Дорога к счастью | страница 47



— И не говори, сын мой! Не узнаешь, что человека ожидает на этом свете! Я словно тот герой из наших черкесских сказок, который на ковре-самолете полетел в неведомый, чудесный иной мир…

Халяхо помолчал минутку. Глянув в сторону Большого театра и как бы вспомнив самое главное, он вдруг приосанился в своей шубенке и с достоинством возвестил:

— Мы на съезд Советов приехали. Я не один, со мной еще несколько наших… — По адыгейской манере Халяхо говорил о себе во множественном числе.

* * *

…На следующий день, рано утром, Биболэт — как было условлено с Халяхо — явился к столовой, под вторым Домом Советов. Халяхо уже ждал его у подъезда.

Щуплый, морщинистый старичок, с аккуратно остриженной бородкой, он стоял, хмуря мохнатые брови. Глаза его слезились от холода, и мутные слезинки медленно стекали по желобкам морщин. Он зябко поджимал под себя то одну, то другую ногу в сафьяновых ноговицах и юфтовых башмаках, удобных для намаза[28]. Подол латаной нагольной шубенки, перетянутой поясом, торчал растопыренным кринолином. Весь он являлся как бы олицетворением былой задавленности и нищеты адыгейских тружеников, одной из основ жизни которых была выносливость.

Когда Биболэт подошел, Халяхо не показал виду, что он долго ждал его и продрог, а сказал покровительственно, соблюдая стариковскую солидность:

— Хорошо, что пришел так раненько и выполнил свое слово, как подобает мужчине. Должно быть, ты здесь уже привык жить по часам. А мы, старики, привыкли все глядеть на солнце да на звезды. Но тут не разберешь: кругом светло, а небо серое, поди узнай, что когда! — Он вытер ладонью слезы и прибавил: — Пойдем, немного покушаем.

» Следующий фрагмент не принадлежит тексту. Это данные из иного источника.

PR #1574, opened 2017-03-13
Allow making a standalone Python package

chrisdembia:
This PR should not be merged until after #1573 is merged, as the branch `python_standalone` is built on `macOS_RPATH_relative`.

As it is, our python package is not standalone: it depends on shared libraries in OpenSim's bin or lib directory. As we prepare for distributing the GUI, it will help users for the python package to be standalone: to contain all the libraries it needs. That is, someone could install the python package into their python installation and then delete OpenSim, and the python package would still work. 

This issue is biggest on macOS (on Windows, the python package can find the DLL dependencies via the OpenSim bin dir that we add to PATH; on Linux, a proper installation would put the shared libraries in /usr/lib or /usr/local/lib).

I created a CMake option `OPENSIM_PYTHON_STANDALONE`) to control whether or not we copy OpenSim, Simbody, and BTK libraries into the python package. By default, we do not (that is, we maintain the current behavior). It is expected that packagers (e.g., @aymanhab) will set the option as necessary. Different ways of distributing the python package may require different settings for this option; it's not exactly clear to me yet how this flag should be used for Homebrew, etc.

This PR also handles changes to the RPATH on macOS so that the OpenSim/Simbody/BTK libraries are found whether or not they are copied into the installation.

Unlike #1573, this PR handles BTK. That is, BTK libraries are copied into the python package if `WITH_BTK=ON`. However, the python libraries (e.g., `_simulation.so`) end up with an RPATH to the absolute path of the BTK libraries on the build machine. This should be modified in the future so that the python package we distribute with the GUI doesn't have an RPATH for an absolute path on @aymanhab's computer.

### DIFF
--- a/.travis.yml
+++ b/.travis.yml
@@ -222,6 +222,10 @@ script:
   - make -j8 install > /dev/null
 
   ## Test python wrapping.
+  # Since we use OPENSIM_COPY_SIMBODY=ON, ensure the Python bindings are not
+  # relying on the original Simbody libraries but rather the copied ones.
+  # This should make sure we have the correct RPATH for Simbody on macOS.
+  - rm -r ~/simbody
   # Go to the python wrapping package directory.
   - if [ "$WRAP" = "on" ]; then cd $OPENSIM_HOME/lib/python2.7/site-packages; fi
   # Run the python tests, verbosely.
--- a/Bindings/Python/setup.py
+++ b/Bindings/Python/setup.py
@@ -15,7 +15,9 @@ setup(name='opensim',
       url='http://opensim.stanford.edu/',
       license='Apache 2.0',
       packages=['opensim'],
-      package_data={'opensim': ['_*.*']},
+      # The last 3 entries are for if OPENSIM_PYTHON_STANDALONE is ON.
+      # The asterisk after the extension is to handle version numbers on Linux.
+      package_data={'opensim': ['_*.*', '*.dylib', '*.dll', '*.so*']},
       include_package_data=True,
       classifiers=[
           'Intended Audience :: Science/Research',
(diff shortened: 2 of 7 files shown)


.travis.yml
```diff
@@ -222,6 +222,10 @@ script:
   - make -j8 install > /dev/null
 
   ## Test python wrapping.
+  # Since we use OPENSIM_COPY_SIMBODY=ON, ensure the Python bindings are not
+  # relying on the original Simbody libraries but rather the copied ones.
+  # This should make sure we have the correct RPATH for Simbody on macOS.
+  - rm -r ~/simbody
   # Go to the python wrapping package directory.
   - if [ "$WRAP" = "on" ]; then cd $OPENSIM_HOME/lib/python2.7/site-packages; fi
```
aymanhab: Why are we still relying on OPENSIM_HOME in .travis.yml?

chrisdembia: It might have originally been used to find files for the python tests. Now, it is mostly for convenience; the tests should not depend on it.

I have opened a separate issue for that.

Bindings/Python/setup.py
```diff
@@ -15,7 +15,9 @@
       url='http://opensim.stanford.edu/',
       license='Apache 2.0',
       packages=['opensim'],
-      package_data={'opensim': ['_*.*']},
+      # The last 3 entries are for if OPENSIM_PYTHON_STANDALONE is ON.
+      # The asterisk after the extension is to handle version numbers on Linux.
```
aymanhab: astrisk? typo

chrisdembia: *Asterisk* is the correct spelling, though I usually pronounce the word more like "astrick".

chrisdembia:
Thank you for reviewing.

> It would be extremely useful if there's a place at the top of the main CMakeLists.txt file that describes the different installation layouts and what flags to set (by the "packager") rather than sifting through deeply nested CMake files to find what flag/values to use. Not necessary for this PR though

Good idea. It's definitely very confusing right now. I created #979 to track this.

klshrinidhi:
:+1: Go ahead if there are no other issues.

chrisdembia:
Thank you both. I am merging this, as it is mostly changes to CMake; therefore, the original author may merge the PR.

— Я уже кушал у себя, Халяхо. Пойди ты поешь, а я подожду, — сказал Биболэт.

— Нет, такого кушанья, каким угощают нас здесь, ты, наверное, никогда не ел. Идем! — настаивал Халяхо. — Мы, адыге, непривычны к таким отборным кушаньям. Нам бы — нашу мамалыгу да шашлыка из копченого мяса. А тут такие кушанья, что просто не знаешь, как их и есть. Идем, ты лучше нас, стариков, одолеешь все это.

Биболэт заметил перемену, происшедшую в Халяхо с того времени, как он видел его два года назад в ауле. Во всей осанке приниженного горькой жизнью старика появилось чувство собственного достоинства, не было уже в нем прежней заискивающей перед немилостивой судьбой робости и неспокойной суетливости. В поступках, движениях и словах видна была независимая солидность. Это сказывалось даже в том, как Халяхо уверенно и спокойно держал свои вечно неспокойные руки.